Margot getting in some push-ups. A soon to be mom working on her fitness during pregnancy.


Got pull-ups? By Courtney Shepherd and the fine people of Eat To Perform

We all have goats, weaknesses, that we are constantly trying to improve. A common one is the pull-up. I have had a lot of people come to me lately asking for advice on how to improve their pull-ups.
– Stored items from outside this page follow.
PR #2083, opened 2024-03-31
Fix MISSING REFLECTIONS

mo-nathan:
I think this is what is now wanted.  I guess this makes sense.  Seems a bit like unnecessary overhead to me.


pellaea:
Actually, check_for_broken_references looks for belongs_to reflections.
For example, field slips must belong to a project and a user?  (Sorry, I've
been out doing fieldwork and haven't been able to keep up with your recent
work on field slips!)

At some point in the relatively recent past Nimmo added all of the missing
associations for all of the other models.  He can probably provide a better
defense of the policy.  But I think they are pretty lazy these days, and if
they aren't used, they incur very little cost.

But if you would prefer, feel free to alter check_for_broken_references.  I
think all we'd need to do is add these two associations  to the reflections
hash around lines 26-40, since they won't be picked up automatically by
searching for belongs_to relationships.  My intent here was to make it
automatically pick up new associations without requiring us to remember to
do anything.

mo-nathan:
It already had the belongs_to relationships.  I added the corresponding has_manys (although nothing uses them), but that didn't fix the issue.  I finally got them to go away by adding the rows to script/check_for_broken_references.  I don't understand the purpose here well enough to have more opinion about it.

JoeCohen (commented):
This looks technically correct.
But what would you like to have happen in this scenario:
A collection from a foray ends up in a herbarium with its paper field slip.
The foray project gets destroyed.
Should a herbarium worker be able to scan the field slip and get directed to the Obs?

mo-nathan:
@JoeCohen Thanks for pointing that case out.  I think I've fixed it up so it will work better in that case.  As you suggest I would want the field slip to continue to work.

Body weight movements can be hard in  general, so when I came across an article in Eat To Perform titled “7 Reasons Why You’re Struggling With Pull-ups!”, by James Barnum, I thought the context could be helpful towards movements other than the pull-up

I will preface, the very first reason given I’m not the biggest fan of, however I didn’t feel comfortable giving this article a new title of “6 Reasons Why You’re Struggling With Pull-ups!”. 

1) You’re too heavy.

I can appreciate the point the author is trying to make. Body weight movements can be easier with less body weight, however, I don’t want anyone to think they cannot get a pull-up until they weigh a certain amount. In a blog post I wrote several weeks back I made mention of 1 of CrossFit’s mantras, which is that strength is the productive application of force. Meaning doing a pull-up is doing a pull-up, no matter what you weigh. 

2) Your grip strength isn’t up to par.

If your grip strength isn’t sufficient to hold your body weight, there’s only a slim chance that you’ll be able to do a pull-up. To improve your grip strength, you need to perform exercises that involve static contractions of the hands, forearms, shoulders and upper back. Hang from the pull-up bar for time, carry heavy dumbbells for distance, load up a barbell and do timed holds for 30-60 seconds.
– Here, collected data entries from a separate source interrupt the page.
PR #2085, opened 2024-04-02
Location#merge fix

### LINKED ISSUE #2084: Location#merge incomplete
`Location#merge` fails to update `herbarium.location_id`.
That causes a broken reference for any Herbarium which used the merged Location.

### Tasks
- [x] Write a test exposing the bug.
- [x] Fix the bug.
- [x] Double check to make sure to make sure that merge isn't neglecting another association.
- [x] Suggestion: include the `id` of the non-surviving Location in the admin note which is added to Location.notes

JoeCohen:
Prevents certain broken references, i.e. references to Locations that are deleted via a merge: 
- Updates herbarium.location if the location has been merged.
- Ditto for project.location

Fixes the bug described in #2084

### DIFF
--- a/app/models/location.rb
+++ b/app/models/location.rb
@@ -697,18 +697,10 @@ class Location < AbstractModel
       obs.save
     end
 
-    # Move species lists over.
-    SpeciesList.where(location_id: old_loc.id).find_each do |spl|
-      spl.update_attribute(:location, self)
-    end
-
-    # Update any users who call this location their primary location.
-    User.where(location_id: old_loc.id).find_each do |user|
-      user.update_attribute(:location, self)
-    end
-
-    Herbarium.where(location_id: old_loc.id).find_each do |herbarium|
-      herbarium.update_attribute(:location, self)
+    [Herbarium, Project, SpeciesList, User].each do |klass|
+      klass.where(location_id: old_loc.id).find_each do |obj|
+        obj.update_attribute(:location, self)
+      end
     end
 
     # Move over any interest in the old name.
--- a/app/models/location.rb
+++ b/app/models/location.rb
@@ -105,6 +105,7 @@ class Location < AbstractModel # rubocop:disable Metrics/ClassLength
   has_many :comments,  as: :target, dependent: :destroy, inverse_of: :target
   has_many :interests, as: :target, dependent: :destroy, inverse_of: :target
   has_many :observations
+  has_many :projects
   has_many :species_lists
   has_many :herbaria     # should be at most one, but nothing preventing more
   has_many :users        # via profile location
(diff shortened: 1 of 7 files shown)


JoeCohen:
@mo-nathan, @nimmolo, @pellaea :
NOTE: `Location#merge` is a hidden trap for the unwary when adding a `location` to an existing model or when adding a new model that has a `location.`
### Question
Is there a way to either
- Reorganize the code to avoid this trap?
- Detect if an existing or new model has fallen into the trap and warn the coder?

mo-nathan:
By "trap" I think you mean that it's easy to not realize that Location#merge needs to be aware of any relationship to a Location object in case that object is deleted/merged, right?  If that's what you mean, you could at least look at Location.reflection.  However, in this case it would still have missed Project since Project has a belongs_to relationship with Locations, but this relationship is not expressed in location.rb with a corresponding has_many.  If you wanted to be through along the lines of check_for_broken_references, you could go through all the reflections of all the models.  Getting all the models is a bit tricky due to Rails lazy loading.  Googling around a bit, it seems like you might have to do some eager loading or file searching in the models directory.  If you do want to go through all the models, you could also (at least in theory) determine if for every belongs_to there is corresponding has_many or other relationship.

pellaea (approved):
Looks good at a glance.  I trust you!  Sorry about the trouble you apparently must have had with albion and the API test!

pellaea:
My two cents: check_for_broken_references kinda accomplishes the "detect if
something has fallen into the trap" thing.  Say you add another reference
to location and forget to deal with it in Location.merge.  Then when such a
referenced location is merged, check_for_broken_references will let us
know.  Somewhat cryptically, I admit, but it will point us in the right
direction, in any case.

JoeCohen:
Thanks Nathan!.
1. That's exactly what I meant by ""trap for the unwary". E.g., We've
neglected Herbaria locations for years. And the Project location_id
column was added, there weren't corresponding changes to Location merge.
2. I just pushed a test that finds the models via file searching. But my
test isn't clever about reflection or other relations. At the moment it
seems like too much trouble for now. Probably -- as @pellaea observes --
script/check_for_broken_references is enough to do what we need.

pellaea:
I should back-pedal a bit.  Even my script relies on a belongs_to
relationship being declared somewhere, which doesn't necessarily have to
happen.

(Incidentally, my script is slightly better than grepping for "belongs_to",
but it still does rely on directory listing of app/models to find the full
list of model classes!  Once it has a list of model classes, it uses a
documented ActiveRecord trick for enumerating the reflections, so that's
safe and stable.)

nimmolo:
So then...how about just adding at least this to `Location.rb` — the one that we know about?
```ruby
has_many :projects
```
No sense putting it off til we have the exhaustive list of missing reflections.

3) Your back needs to get stronger. 

Although pull-ups are one of the best ways to develop back strength, the fact of the matter is that staring at the rig isn’t building a single ounce of muscle. Whether you can’t do a single pull-up or you can only bust out a few ugly reps before you’re gassed, you should add a few upper body pulling movements into your routine to help build strength. These can include, but are not limited to, pull-up negatives, ring rows, and lat pull downs.

4) Your form needs work.

Pull-ups are like any other exercise or movement – there’s a right way and a wrong way to do them. Here are some tips on maximizing your leverage and getting your back into it:

-Take a shoulder-width grip
-Keep your head up.
-Pull Up and back. Don’t think of the pull-up as a strictly vertical movement. Instead, lean back and pull the bar to your upper chest, not your chin or neck. Your lower body will be slightly out in front of you and your back will remain neutral – the classic hollow gymnastics position)

5) You don’t stay tight. 

If you can’t maintain relative body position throughout the pull-up and you flop around like a mudkip, you have what we call an energy leak. What this means is that instead of using your entire body to pull, you’re relying on whatever muscle will do the work – most likely your rotator cuff. (Hint: that’s bad.) Everything should stay tight when you pull.
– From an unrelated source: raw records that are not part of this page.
Issue #2080, opened 2024-03-30
Error showing non-existent User


JoeCohen:
Showing a non-existent user throws an Error.
To reproduce:
- `/user/1234567890`
- result: See [Action Controller_ Exception caught.pdf](https://github.com/MushroomObserver/mushroom-observer/files/14812447/Action.Controller_.Exception.caught.pdf)

We probably should go to the user index with the following flash error. (I think -- but not 100% certain -- we used to do that.)
`runtime_object_not_found: "Sorry, the [type] you tried to display (id #[id]) does not exist.  Someone may have deleted it or merged it into another."`

JoeCohen:
@nimmolo: Off the top of your head, do you think this one is related to recent changes to site & user stats? (Cf. #2078)
- If not, I'll dig into it.
- If so, could you see if you can fix it?

nimmolo:
@JoeCohen — It's definitely related somehow. I notice from your PDF that the error is thrown in `Checklist`, which i also worked on. The `raise` error line there on line 39 is a Joe line — I was wondering about that. Maybe that should throw to the user index instead? 

It seems like it shouldn't ever be hitting that line though, for a nonexistent user...  What I think should happen is that it should hit `find_user!` in `UsersController#show`, which is basically my eager-loading version of `find_or_goto_index`. (In various controllers, I've been rewriting the guard line in the `show` action to perform the functionality of `find_or_goto_index`, but allow for eager-loading, using a model scope. Maybe there's some way to pass the scope to `find_or_goto_index`?)

The other question is, it seems like we should probably be creating a blank `UserStats` for every new user. Does that seem right?

JoeCohen:
@nimmolo 

1. Nathan deserves credit for line 39, which irignally used `fail` instead of `raise error`. https://github.com/MushroomObserver/mushroom-observer/blame/113d1064d99f8e7bb75a911755324c4495c2fef2/app/classes/checklist.rb#L31. I just rubocopped it.
2. I'm also puzzled why it hits that line; `find_or_goto_index` feels like it should display the index and cease processing `create`. But it doesn't. Instead it returns `nil`, with the result that @show_user is set to `nil`, and `create` goes on its merry way with a nil @show_user.
3. A blank UserStats for new users seems right. Would it work instead (or should this happen additionally) to make the default UserStat#checklist an empty string, with `null: false`?

nimmolo:
@JoeCohen 
I'm out the rest of the day, but:

[...]

Issue #2078, opened 2024-03-30
nil user_stats for fresh User


JoeCohen:
Lately `/user/nnnnnn` throws errors for brand-new users. Example below.
This is reproducible locally:
- logout
- create a new account
- verify the account (find the verification email via `grep verify log/development.log`, go to the indicated url.)
- Show the new user.
 
-----
Cron Daemon to webmaster  Mar 29, 2024, 11:08 AM [PDT] (19 hours ago)
```ruby
INFO -- : Started GET "/users/170060" for 149.40.50.109 at 2024-03-29 18:07:52 +0000
INFO -- : Processing by UsersController#show as HTML
INFO -- :   Parameters: {"id"=>"170060"}
WARN -- : user=170060 robot=N ip=149.40.50.109
INFO -- :   Rendered layout controllers/layouts/application.html.erb (Duration: 11.0ms | Allocations: 2610)
INFO -- : Completed 500 Internal Server Error in 683ms (ActiveRecord: 645.5ms | Allocations: 9432)
E, [2024-03-29T18:07:53.652091 #540829] ERROR -- :   
ActionView::Template::Error (undefined method `checklist' for nil):
    12:     nil
    13:   end
    14: footer =
    15:   if @user_stats.checklist[:species].to_i > 0
    16:     [link_to(checklist_path(id: @[show_user.id](http://show_user.id/))) do
    17:        tag.strong(:app_life_list.t)
    18:      end, ": ",

app/views/controllers/users/show/_profile.erb:15
app/views/controllers/users/show.html.erb:15
app/controllers/application_controller.rb:226:in `catch_errors_and_log_request_stats'
```

JoeCohen:
Note that the `user_stats` table allows null values for  the `languages`, `bonuses`, and `checklist` columns.

JoeCohen:
@nimmolo: Off the top of your head, do you think this is related to recent changes to site & user stats?
- If not, I'll dig into it.
- If so, could you see if you can fix it?

PR #2086, opened 2024-04-03
Create `UserStats` on create Account, fix show nonexistent user

nimmolo:
Seems like a blank `UserStats` record should get created on account creation: It's also necessary for the show user page, which a new user might try to access (before the cron that would otherwise create a missing UserStats object has run). This should solve the issue in #2078

Also fixes the redirect in UsersController#show, for a nonexistent user, #2080

Adds three tests.


JoeCohen (approved):
Thanks for fixing these problems and for the tests.
The file changes look right on, but I haven't test driven it.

6) You aren’t practicing often enough.

You are what your repeatedly do. If your form is on point, but your specific work capacity sucks and you have to jerk your body around to get your chin over the bar after the first repetition, you’re just teaching your body to express an inefficient movement pattern. It’s much more difficult to unlearn bad form than it is to teach it. 

Last week I wrote a blog about volume training, this would be a perfect time to incorporate it.

7) You’re over-reliant on assisted pull-ups.

Some people over rely on the bands to assist in pull-ups. Yes, using bands is a great idea, however constantly varied is what gives us the best opportunity to build multiple muscle groups involved in pulling. During WODs sometimes we use ring rows, sometimes we do rope pull-ups, some of you scratch your heads and wonder why? Because to rely on one thing solely makes that one thing our crutch. It’s hard to progress beyond our trusty crutches. 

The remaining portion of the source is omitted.